Data visualization: Gemini can process and visualize large amounts of data from spreadsheets and CSV files.
Video generation: Gemini has the ability to convert text prompts into short videos.
Industry-specific use cases for Gemini AI
A wide range of industries and sectors are incorporating Gemini’s capabilities into various functions and tasks, transforming their work. For many of these industry-specific tasks or services, Gemini AI is used in conjunction with other Google products, including Google Workspace. Some of the most popular use cases are described below.
Banking and Financial Industry
In the banking, financial services and insurance industries, Gemini is being leveraged to create personalized and predictive experiences through AI-enhanced chatbots. Other client-facing use cases include customer onboarding and insurance claims processing.
Internally, Gemini can be used for in-depth and secure financial research, including processing vast volumes of financial and other data. It’s also making it faster and more efficient for maintaining accurate client documentation, like customer service records.
Business and Professional Services
For various business consultants and professional organizations, Gemini is being used to improve communications, including email communications via Google Workspace.
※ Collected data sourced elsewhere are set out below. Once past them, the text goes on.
Issue #1331, opened 2020-02-13
containerd versus dockerd WORKDIR non-root permissions


michaelbannister:
**What happened**:
An image whose WORKDIR is set to a directory with permissions only for one user, run in a Pod with securityContext.runAsUser set to a _different_ UID. Kind runs the pod just fine, but Kubernetes fails with an error like `failed to create containerd task: OCI runtime create failed: container_linux.go:346: starting container process caused \"chdir to cwd (\\\"/home/nonroot\\\") set in config.json failed: permission denied\": unknown`

Kind only fails in the same way as "normal" Kubernetes if the securityContext is also configured to drop all capabilities.

**What you expected to happen**:
Kind should fail to run the container in the same way as Kubernetes.

**How to reproduce it (as minimally and precisely as possible)**:
See https://github.com/michaelbannister/distroless-permissions-test for a worked example.

**Anything else we need to know?**:
This came up while working on this Istio PR: https://github.com/istio/istio/pull/20854

**Environment:**

- kind version: kind v0.7.0 go1.13 darwin/amd64
- Kubernetes version: v1.15.5 (Docker for Desktop on macOS)
- Docker version: 19.03.5
- OS: macOS 10.15.3

However this also occurs on the testing infrastructure for the Istio project. I don't know the details for that other than that it uses Kind.

BenTheElder:
Can you define what "kubernetes" is when not KIND? KIND is also kubernetes :+)
It might be containerd vs docker as the node runtime, or something with KIND ...

will investigate O(soon)

michaelbannister:
In my case I tested this against the Kubernetes installed by Docker Desktop on macOS. I might be able to try it on GKE, will get back to you…

michaelbannister:
GKE v1.14.8-gke.33 with Docker as the container runtime, when running the job defined in [job.yaml](https://github.com/michaelbannister/distroless-permissions-test/blob/master/job.yaml):

`Error: failed to start container "distroless-permissions-test": Error response from daemon: OCI runtime create failed: container_linux.go:345: starting container process caused "chdir to cwd (\"/home/nonroot\") set in config.json failed: permission denied": unknown`

BenTheElder:
repro job.yaml working in kind locally on my linux workstation.

[...]

PR #2748, opened 2022-05-10
containerd: Enable enable_unprivileged_ports and enable_unprivileged_icmp by default

olljanat:
#### Proposed Changes ####
Make using hardened containers a bit easier by:
* Allowing non-root containers to listen ports < 1024
* Allowing ICMP on containers without any capabilities

#### Types of Changes ####
Containerd configuration change. Those settings was added on containerd 1.6.x version.

#### Verification ####
Deploy following test service:
```yaml
apiVersion: apps/v1
kind: Deployment
metadata:
  labels:
    app: test
  name: test
spec:
  selector:
    matchLabels:
      app: test
  template:
    metadata:
      labels:
        app: test
    spec:
      containers:
      - name: test
        image: nginx
        ports:
        - containerPort: 80
          protocol: TCP
        volumeMounts:
        - name: nginx-tmp
          mountPath: /var/cache/nginx/
        securityContext:
          capabilities:
            drop:
            - ALL
      securityContext:
        runAsNonRoot: true
        runAsUser: 1001
      volumes:
      - name: nginx-tmp
        emptyDir: {}
```
Check that NGINX is running and listening port 80

On theory also ping with command like:
```bash
kubectl exec -it test-... -- ping 1.1.1.1
```
should works but at least on my env it does not.

However at least sysctl setting `net.ipv4.ping_group_range` got value value `0   2147483647` as expected. It might be configuration issue on my env or to be related the fact that kind run inside of docker.

Change can be tested without building kind with configuration like this:
```yaml
kind: Cluster
name: test
containerdConfigPatches:
- |-
  [plugins."io.containerd.grpc.v1.cri"]
    enable_unprivileged_ports = true
    enable_unprivileged_icmp = true
```

### DIFF
--- a/images/base/files/etc/containerd/config.toml
+++ b/images/base/files/etc/containerd/config.toml
@@ -40,6 +40,10 @@ version = 2
   tolerate_missing_hugepages_controller = true
   # restrict_oom_score_adj needs to be true when running inside UserNS (rootless)
   restrict_oom_score_adj = false
+  # allow listen ports < 1024 for non-root
+  enable_unprivileged_ports = true
+  # allow icmp without capabilities
+  enable_unprivileged_icmp = true
 
 # Enable registry.k8s.io as the primary mirror for k8s.gcr.io
 # See: https://github.com/kubernetes/k8s.io/issues/3411


BenTheElder:
Hmm, I don't know that we should be enabling non-default containerd settings that aren't strictly necessary or documented as part of https://kubernetes.io/docs/setup/production-environment/container-runtimes/

I appreciate the desire to have these settings enabled, but doing so only in kind makes kind an inaccurate way to test applications. I would like to see this enabled, but not so much as a special case in KIND only.

AFAICT https://github.com/kubernetes/kubernetes/issues/102612 did not reach consensus to enable it. https://github.com/containerd/containerd/pull/6170 certainly did not.

>. Change can be tested without building kind with configuration like this:

As you noted these settings can be enabled in your own clusters without being enabled by default by using a containerd config patch (which we need to document under https://kind.sigs.k8s.io/docs/user/configuration/, an example is in https://kind.sigs.k8s.io/docs/user/local-registry/).

> kubectl exec -it test-... -- ping 1.1.1.1

ICMP is generally not enabled by Kubernetes's networking stack like TCP and UDP are.

olljanat:
> AFAICT [kubernetes/kubernetes#102612](https://github.com/kubernetes/kubernetes/issues/102612) did not reach consensus to enable it. [containerd/containerd#6170](https://github.com/containerd/containerd/pull/6170) certainly did not.

Some containerd developers was worry about some possible corner cases / unknown unknowns which might came with this one. I assumed that kind would be good place to try find those so they can be fixed.

FYI. I have same proposal open also on k3s side https://github.com/k3s-io/k3s/pull/5538

BenTheElder:
> Some containerd developers was worry about some possible corner cases / unknown unknowns which might came with this one. I assumed that kind would be good place to try find those so they can be fixed.

Our first and foremost goal still is testing Kubernetes itself https://kind.sigs.k8s.io/docs/contributing/project-scope/

I think edge cases could be discovered by using containerdConfigPAtches to turn it on and explore for those cases, but I don't think we should find them by turning it on and waiting for users to complain. Instead we're more likely to have users complain that they tested their application in kind but then it didn't work on their "real" cluster since there's currently no plan to roll this out in containerd by default or in any of the major vendors, and we try to avoid that.

See e.g. https://github.com/kubernetes-sigs/kind/issues/1331

> FYI. I have same proposal open also on k3s side https://github.com/k3s-io/k3s/pull/5538

ACK, but K3s is very clearly a forked subset of Kubernetes, as a general rule we're not inclined to follow that project.

olljanat:
Ok. I noticed that containerd has added 2.0 milestone so opened this one now https://github.com/containerd/containerd/issues/6924

However it comes to details  `enable_unprivileged_ports` would be enought to handle https://github.com/kubernetes/kubernetes/issues/102612 and I think that it was `enable_unprivileged_icmp` which containerd developers was worry about and I just didn't really realized option to separate those two when worked with PR.

What you mean by saying:
> ICMP is generally not enabled by Kubernetes's networking stack like TCP and UDP are.

That ping test case works fine before dropping all capabilities so I would assume that ICMP need to be enabled at least on some level.

aojea:
does `securityContext` work in all kind environments?
does it work in rootless?

olljanat:
@aojea containerd run PR validations also against of rootless. On rootless `enable_unprivileged_icmp` is actually ignored by https://github.com/containerd/containerd/blob/v1.6.4/pkg/cri/server/sandbox_run_linux.go#L147 as other why it didn't passed those tests.

What comes to `securityContext` like on my example test case above I'm not actually sure if those works on rootless. Maybe someone who have access to that kind of environment should test? It is bit outside of this proposal but valuable information anyway.

aojea:
I prefer to not enable non-defaults options too, we already have a lot of exposure and we don't know the fallout ... people can always patch it in kind for their use cases...

BenTheElder:
as of yet there is no response to https://github.com/containerd/containerd/issues/6924 https://github.com/containerd/containerd/pull/6170#issuecomment-1126322995, I'd be curious to see those responses, but in the current state I think we should stick to:
```yaml
kind: Cluster
name: test
containerdConfigPatches:
- |-
  [plugins."io.containerd.grpc.v1.cri"]
    enable_unprivileged_ports = true
    enable_unprivileged_icmp = true
```

olljanat:
@BenTheElder btw I wonder that has there been yet any discussion about Kubernetes 2.0 and collecting requirements for it? There is so many of those "secure by default" changes which would be needed that perhaps it would make sense to agree that new major version is needed to be able to include those breaking changes and that those need to live side by side quite long time?

I'm thinking changes like that pods should run as non-root, without capabilities and using read only root filesystem by default unless user specify other why.

BenTheElder:
>  I wonder that has there been yet any discussion about Kubernetes 2.0 and collecting requirements for it?

I don't think there's currently any particularly serious discussion.

> There is so many of those "secure by default" changes which would be needed that perhaps it would make sense to agree that new major version is needed to be able to include those breaking changes and that those need to live side by side quite long time?

I think it would be difficult to reach agreement on to be honest, there's usually a lot of pushback against any breaking changes, they do happen though. Which is why I don't think there's any major 2.0 discussion happening, most users want less breakage and more portability, AFAICT.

The model’s ability to quickly translate into multiple languages is crucial for global companies.
Gemini can also speed up internal operations processes through tasks like:
- Advanced document search
- Fast and efficient video transcription
- Summaries generated from long documents and videos
Limitations of Gemini that must be considered
Google notes that their research aimed at upgrades and improvements continues in all aspects of the various Gemini models, including addressing potential limitations with LLMs and multimodal AI.
Some of the potential areas of concern that Google addresses include the following:
- Accuracy: Gemini’s responses might be inaccurate, especially when asked about complex or factual topics
- Bias: Gemini’s responses might reflect biases present in its training data
- Multiple perspectives: Gemini’s responses might fail to show a range of views
- Persona: Gemini’s responses might incorrectly suggest it has personal opinions or feelings
- False positives and false negatives: Gemini might not respond to some appropriate prompts and provide inappropriate responses to others
- Vulnerability to adversarial prompting: Users will find ways to stress test Gemini with nonsensical prompts or questions rarely asked in the real world
The future of Gemini AI: Innovation and responsibility
Gemini AI represents a significant advancement in multimodal artificial intelligence, empowering individuals, businesses and developers with robust tools that seamlessly combine text, image, audio, video and coding capabilities. As its models continue to evolve, users can expect Gemini’s innovative features to further expand their possibilities across various applications, from complex coding tasks to advanced research and creative projects.
However, like all powerful technologies, responsible use is paramount. Users should remain aware of Gemini’s limitations—such as accuracy, potential biases and vulnerabilities—and adopt best practices to mitigate risks. Ultimately, Gemini’s continued refinement promises to shape how we interact, create and innovate in our increasingly interconnected world.